Individual costs all depend on how much you're in in the winter and how warm you like it coupled with the size of the house etc etc. First Utility reckons we 'll use £850 this year and have just reduced our monthly dd to £30 as we're about £480 up, but we did invest in some solar panel 18 months ago which reduces our elec usage by about 1/3. Even up here in the north we get some sun although at the moment the snow been falling all day and its bitter outside.

anyway get your usage data and get comparing

alan


----------



## barryd (May 9, 2008)

Electricity huh? Alright for some! Still burning trees we drag out of the Tees here. 8O 

Actually my pal does just that. His garden backs onto the Tees and he even bought a little boat and outboard to drag the things out with. He will kill himself of course one day but I was in his lounge yesterday and he has a 15KW wood burner. Blimey it was like being in the tropics. Has he given me any? Nope!! Miserable git.
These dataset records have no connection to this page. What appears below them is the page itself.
PR #193, opened 2026-03-14
Snapshot ensemble: 4-cycle cosine + weight averaging

tcapelle:
## Hypothesis
Instead of one long cosine schedule, use 4 short cycles (CosineAnnealingWarmRestarts T_0=17, T_mult=1). Save model weights at the end of each cycle (ep 17, 34, 51, 68). After training, average all 4 weight snapshots. This is the Snapshot Ensemble technique — each cycle endpoint is a different local minimum, and their average finds a flatter, more generalizable solution. Zero extra training cost; just a post-processing step.

## Instructions
All changes in `train.py`: see PR diff.

## Baseline
| surf_p | 42.10 | surf_ux | 0.56 | surf_uy | 0.30 |

---

## Results

**W&B run ID:** `xbzrfy7d`
**Epochs completed:** 68 (4 snapshots at ep 17, 34, 51, 68)
**Peak memory:** 2.6 GB

| Metric | Baseline | Best individual (ep68) | Ensemble (4 snapshots) |
|--------|----------|------------------------|------------------------|
| surf_p | 42.10 | 45.9 | 80.2 |
| surf_Ux | 0.56 | 0.57 | 2.78 |
| surf_Uy | 0.30 | 0.33 | 0.49 |

**What happened:**

The snapshot ensemble dramatically hurt performance: surf_p went from 45.9 (best individual) to 80.2 (ensemble). Weight averaging across 4 snapshots from different convergence stages is actively harmful.

The fundamental problem: snapshots are from very different loss regions. Snapshot at ep17 has surf_p ~95, ep34 ~62, ep51 ~51, ep68 ~46. Averaging poorly-converged early weights with well-converged late weights creates a model that is not good at anything.

The Snapshot Ensemble technique assumes all snapshots are near different good local minima. But 17 epochs is not enough to converge, so early cycle endpoints are just bad checkpoints.

Also: the best individual model (surf_p=45.9) is itself worse than baseline (42.10), showing that 4 short cycles with T_0=17 is worse than a single longer cosine decay.

**Suggested follow-ups:**
- Snapshot ensemble requires all snapshots near convergence — needs much longer T_0 (50+ epochs) for each cycle to actually converge
- Better averaging: SWA (Stochastic Weight Averaging) — average only the last N checkpoints of a single run where the model IS near convergence
- The individual best (ep68, surf_p=45.9) shows warm restarts with T_0=17 are suboptimal vs. a single cosine schedule to convergence

### DIFF
--- a/train.py
+++ b/train.py
@@ -4,6 +4,7 @@
 
 """Train Transolver on full-field airfoil flow prediction with separate surface/volume losses."""
 
+import copy
 import os
 import time
 import torch
@@ -80,7 +81,7 @@ model = Transolver(
 
 n_params = sum(p.numel() for p in model.parameters())
 optimizer = torch.optim.AdamW(model.parameters(), lr=cfg.lr, weight_decay=cfg.weight_decay)
-scheduler = torch.optim.lr_scheduler.CosineAnnealingLR(optimizer, T_max=MAX_EPOCHS)
+scheduler = torch.optim.lr_scheduler.CosineAnnealingWarmRestarts(optimizer, T_0=17, T_mult=1)
 
 
 # --- wandb ---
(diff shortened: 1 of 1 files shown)


tcapelle:
Closing: did not beat baseline. lr=0.010 (PR #196, surf_p=41.38) was the winning experiment this round.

Back to living in a duvet then.


----------



## SNandJA (Aug 22, 2008)

Warning on MSE that the British Gas cuts aren't as good a deal as they say
Quote
"Don't fall for British Gas & Scot Power's 5% cuts - you'll still overpay £200+/yr
These trivial price cuts risk giving many false confidence they're on a good deal. They're not. Don't be fooled 
BG and Scottish Power say in late Feb - once the high-use time's over - they'll cut their variable tariffs (incl prepay and Fix & Fall) by 5%-ish, shaving £30-£40/yr off typical bills for those on standard tariffs; but that's still £230/yr more than the cheapest deals."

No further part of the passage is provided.